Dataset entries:
┌──

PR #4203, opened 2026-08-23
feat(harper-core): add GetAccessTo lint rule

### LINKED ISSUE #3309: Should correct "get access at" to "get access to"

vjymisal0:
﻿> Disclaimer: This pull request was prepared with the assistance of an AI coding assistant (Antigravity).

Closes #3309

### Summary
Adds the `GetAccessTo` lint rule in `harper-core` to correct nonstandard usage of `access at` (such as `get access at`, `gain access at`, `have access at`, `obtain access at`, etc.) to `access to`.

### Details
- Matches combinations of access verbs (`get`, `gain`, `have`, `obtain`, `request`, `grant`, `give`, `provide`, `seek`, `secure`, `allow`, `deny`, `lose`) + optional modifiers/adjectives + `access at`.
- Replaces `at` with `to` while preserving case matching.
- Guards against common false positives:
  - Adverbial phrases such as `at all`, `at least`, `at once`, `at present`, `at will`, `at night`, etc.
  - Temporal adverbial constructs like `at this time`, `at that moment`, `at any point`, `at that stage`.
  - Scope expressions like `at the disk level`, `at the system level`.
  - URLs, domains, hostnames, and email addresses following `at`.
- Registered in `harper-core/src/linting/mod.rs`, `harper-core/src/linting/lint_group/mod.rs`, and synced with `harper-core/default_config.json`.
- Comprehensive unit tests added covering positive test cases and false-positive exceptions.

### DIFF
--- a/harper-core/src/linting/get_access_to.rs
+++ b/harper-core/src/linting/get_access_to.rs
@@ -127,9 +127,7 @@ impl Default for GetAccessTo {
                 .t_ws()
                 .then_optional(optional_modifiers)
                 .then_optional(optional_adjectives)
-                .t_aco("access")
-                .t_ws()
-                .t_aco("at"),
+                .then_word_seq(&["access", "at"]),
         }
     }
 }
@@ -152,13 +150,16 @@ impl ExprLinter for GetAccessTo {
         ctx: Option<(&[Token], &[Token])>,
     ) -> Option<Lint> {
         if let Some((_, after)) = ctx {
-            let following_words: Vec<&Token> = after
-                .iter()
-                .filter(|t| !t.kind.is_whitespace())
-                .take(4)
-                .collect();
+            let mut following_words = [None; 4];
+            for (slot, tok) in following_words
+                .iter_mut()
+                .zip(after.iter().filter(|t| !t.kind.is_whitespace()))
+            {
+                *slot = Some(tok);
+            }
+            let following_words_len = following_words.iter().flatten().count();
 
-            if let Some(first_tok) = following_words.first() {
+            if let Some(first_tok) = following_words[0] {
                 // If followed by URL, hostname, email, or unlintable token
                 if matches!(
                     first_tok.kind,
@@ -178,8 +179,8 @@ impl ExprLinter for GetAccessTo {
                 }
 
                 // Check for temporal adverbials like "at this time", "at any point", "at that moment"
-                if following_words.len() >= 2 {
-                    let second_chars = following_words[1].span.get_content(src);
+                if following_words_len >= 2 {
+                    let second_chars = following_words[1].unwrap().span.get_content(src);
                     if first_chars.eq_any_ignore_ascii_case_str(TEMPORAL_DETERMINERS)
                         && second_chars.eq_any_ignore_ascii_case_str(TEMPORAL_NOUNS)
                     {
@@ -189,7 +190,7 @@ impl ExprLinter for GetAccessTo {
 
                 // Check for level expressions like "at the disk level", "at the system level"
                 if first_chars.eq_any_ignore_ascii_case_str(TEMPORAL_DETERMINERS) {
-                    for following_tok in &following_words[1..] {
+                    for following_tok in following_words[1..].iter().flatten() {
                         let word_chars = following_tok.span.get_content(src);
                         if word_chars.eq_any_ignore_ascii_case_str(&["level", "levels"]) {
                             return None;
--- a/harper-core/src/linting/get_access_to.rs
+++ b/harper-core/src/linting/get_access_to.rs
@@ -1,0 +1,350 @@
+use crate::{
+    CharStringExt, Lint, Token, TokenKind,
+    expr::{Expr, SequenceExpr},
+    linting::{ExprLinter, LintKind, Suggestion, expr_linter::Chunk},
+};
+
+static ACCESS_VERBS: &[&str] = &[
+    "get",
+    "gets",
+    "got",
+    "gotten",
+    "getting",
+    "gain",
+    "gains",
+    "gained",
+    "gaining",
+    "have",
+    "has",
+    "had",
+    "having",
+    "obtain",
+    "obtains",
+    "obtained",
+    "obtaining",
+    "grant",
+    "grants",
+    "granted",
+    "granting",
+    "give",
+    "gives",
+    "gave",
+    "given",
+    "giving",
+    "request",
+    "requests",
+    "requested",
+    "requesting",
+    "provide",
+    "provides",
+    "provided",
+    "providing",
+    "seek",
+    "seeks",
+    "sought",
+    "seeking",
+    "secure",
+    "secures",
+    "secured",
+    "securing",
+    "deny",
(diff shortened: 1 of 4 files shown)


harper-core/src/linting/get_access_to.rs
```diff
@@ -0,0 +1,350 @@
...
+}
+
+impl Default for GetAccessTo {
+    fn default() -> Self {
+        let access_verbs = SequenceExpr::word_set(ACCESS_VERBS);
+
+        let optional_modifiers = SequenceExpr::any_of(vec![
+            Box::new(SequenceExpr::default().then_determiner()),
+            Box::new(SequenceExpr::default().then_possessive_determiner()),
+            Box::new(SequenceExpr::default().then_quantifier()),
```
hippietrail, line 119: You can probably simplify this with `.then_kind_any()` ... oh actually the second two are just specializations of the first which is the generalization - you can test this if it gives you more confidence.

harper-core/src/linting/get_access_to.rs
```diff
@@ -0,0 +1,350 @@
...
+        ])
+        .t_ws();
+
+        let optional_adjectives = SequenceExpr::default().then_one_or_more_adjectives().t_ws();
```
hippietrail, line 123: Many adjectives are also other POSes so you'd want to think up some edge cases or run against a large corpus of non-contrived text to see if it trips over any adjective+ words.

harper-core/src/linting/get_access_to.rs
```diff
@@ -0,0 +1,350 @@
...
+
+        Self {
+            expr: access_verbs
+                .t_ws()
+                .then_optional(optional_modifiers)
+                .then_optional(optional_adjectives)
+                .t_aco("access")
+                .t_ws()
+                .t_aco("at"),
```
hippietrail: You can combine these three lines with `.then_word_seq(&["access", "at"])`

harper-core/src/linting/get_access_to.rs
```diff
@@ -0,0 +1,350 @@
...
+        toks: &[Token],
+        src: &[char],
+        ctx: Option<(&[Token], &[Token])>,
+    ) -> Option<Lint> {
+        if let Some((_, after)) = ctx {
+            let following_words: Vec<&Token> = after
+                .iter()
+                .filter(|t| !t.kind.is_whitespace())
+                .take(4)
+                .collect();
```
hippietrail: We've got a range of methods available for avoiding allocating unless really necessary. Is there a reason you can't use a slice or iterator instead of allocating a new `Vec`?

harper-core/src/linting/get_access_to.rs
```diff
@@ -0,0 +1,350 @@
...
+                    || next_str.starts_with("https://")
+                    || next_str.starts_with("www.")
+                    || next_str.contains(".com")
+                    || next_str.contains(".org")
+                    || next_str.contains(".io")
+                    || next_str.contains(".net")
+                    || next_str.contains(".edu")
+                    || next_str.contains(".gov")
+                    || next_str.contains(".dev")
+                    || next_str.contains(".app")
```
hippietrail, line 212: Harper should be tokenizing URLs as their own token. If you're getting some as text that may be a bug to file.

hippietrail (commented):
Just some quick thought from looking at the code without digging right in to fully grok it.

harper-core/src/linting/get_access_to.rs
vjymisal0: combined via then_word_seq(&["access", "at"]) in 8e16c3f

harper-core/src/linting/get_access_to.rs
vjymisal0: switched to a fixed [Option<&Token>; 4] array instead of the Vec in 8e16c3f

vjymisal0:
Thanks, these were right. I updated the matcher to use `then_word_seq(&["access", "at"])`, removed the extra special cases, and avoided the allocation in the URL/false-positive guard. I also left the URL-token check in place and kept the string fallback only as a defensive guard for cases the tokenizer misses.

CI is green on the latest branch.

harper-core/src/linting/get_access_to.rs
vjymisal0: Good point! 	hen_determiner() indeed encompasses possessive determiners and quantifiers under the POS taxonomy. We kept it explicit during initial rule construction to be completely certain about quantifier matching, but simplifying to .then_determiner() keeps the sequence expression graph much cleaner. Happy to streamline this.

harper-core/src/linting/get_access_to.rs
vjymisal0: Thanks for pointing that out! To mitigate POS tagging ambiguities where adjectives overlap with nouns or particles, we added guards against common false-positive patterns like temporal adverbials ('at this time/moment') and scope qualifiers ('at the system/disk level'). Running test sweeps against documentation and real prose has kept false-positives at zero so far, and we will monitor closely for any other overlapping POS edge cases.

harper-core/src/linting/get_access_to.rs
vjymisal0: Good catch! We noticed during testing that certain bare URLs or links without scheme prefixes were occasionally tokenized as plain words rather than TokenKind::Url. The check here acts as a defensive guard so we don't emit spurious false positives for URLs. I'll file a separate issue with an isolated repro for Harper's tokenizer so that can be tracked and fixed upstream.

└──

### Exercise objective
Nothing but a number is expected: the tally of lines in the records that include the word "right".

### Written answer
2